I had the good fortune to listen to yet another excellent podcast from Dan Benjamin’s 5by5 Studios yesterday - this time the Build and Analyze program Dan co-hosts with Marco Arment (of Instapaper and Tumblr fame).
The show featured a discussion on the typical work cycles of developers and fell into the mistake of re-iterating the stereotype of developers as working great in bursts of time, often late in the night. I’m not going argue much about the time frame - many developers, myself included, do work great at night time.
What I’m going to argue with is with the suggestion that developers write amazingly good code at this time and terrible code at other times (as suggested by Dan1). Unfortunately I don’t think this is necessarily true - it’s true that developers who are in the zone can churn out a lot of code when they are on a roll, but the quality of that code is not necessarily going to be high (though it could be).
Bugs can occur at any time, and in my opinion, when you’re on a roll there’s just as much chance of introducing bugs. In fact, I’d go so far as to say that when you’re on a roll you could be more prone to introducing bugs, because you’re thinking ahead more than you’re focused on the piece of code you’re writing right now.
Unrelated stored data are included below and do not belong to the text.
PR #4471, opened 2022-11-25
Email branding query arg refactor

leohemsted:
Some small refactors around how we handle query params.

By renaming `type` to `brand_type` in the admin endpoints, we keep that consistent with the model they'll eventually populate, and also the email_preview endpoint.

By using url_for to generate query params for the email preview, we can avoid constructing query params ourselves, and we can also take advantage of url_for stripping None values to tidy up our code a bit

### DIFF
--- a/app/templates/components/branding-preview.html
+++ b/app/templates/components/branding-preview.html
@@ -3,9 +3,7 @@
 {% endmacro %}
 
 {% macro custom_email_branding_preview(preview_settings) %}
-  {% set query_params = (preview_settings | urlencode) %}
-  {% set query_params = 'branding_style=custom' + ('&' + query_params if query_params else '') %}
-  <iframe src="{{ url_for('main.email_template') }}?{{ query_params }}" class="branding-preview" scrolling="no"></iframe>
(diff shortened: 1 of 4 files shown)


app/templates/components/branding-preview.html
```diff
@@ -3,9 +3,7 @@
 {% endmacro %}
 
 {% macro custom_email_branding_preview(preview_settings) %}
-  {% set query_params = (preview_settings | urlencode) %}
-  {% set query_params = 'branding_style=custom' + ('&' + query_params if query_params else '') %}
-  <iframe src="{{ url_for('main.email_template') }}?{{ query_params }}" class="branding-preview" scrolling="no"></iframe>
+  <iframe src="{{ url_for('main.email_template', branding_style='custom', **preview_settings) }}" class="branding-preview" scrolling="no"></iframe>
```
samuelhwilliams, line 6: lol why didn't I do this initially 🤔 🤦  wonder what was going through my mind

samuelhwilliams (approved):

Dan and Marco seem to agree that creativity is not something that can be done on demand, but in the end, not all software development is creative (as Marco mentioned in the podcast). Software engineering is like producing music and graphical works - there are flashes of genius which can come at unexpected times. But for the every composer who works to his own schedule, there are many more musicians who work to schedules writing jingles for adverts, music for games, music for film. For every painter, there is a graphic designer churning out a new advert, or graphics for a game, or movie special effects. For every coder who writes a sweet new algorithm for the love of it, there’s another churning out code for cash.
Sometimes software is art, but like any art form it can be degraded to a production line when it needs to be.
“They’re gonna be super-productive. They’re gonna write, y’know, a hundred lines of awesome code in that four hour block of time, they’re gonna fix bugs, they’re gonna get tons of stuff done. But if you try to shoehorn them into doing that work between 9 and noon, let’s say, or 9 and 1, they’re gonna write crap code. It’s gonna have tons of bugs.”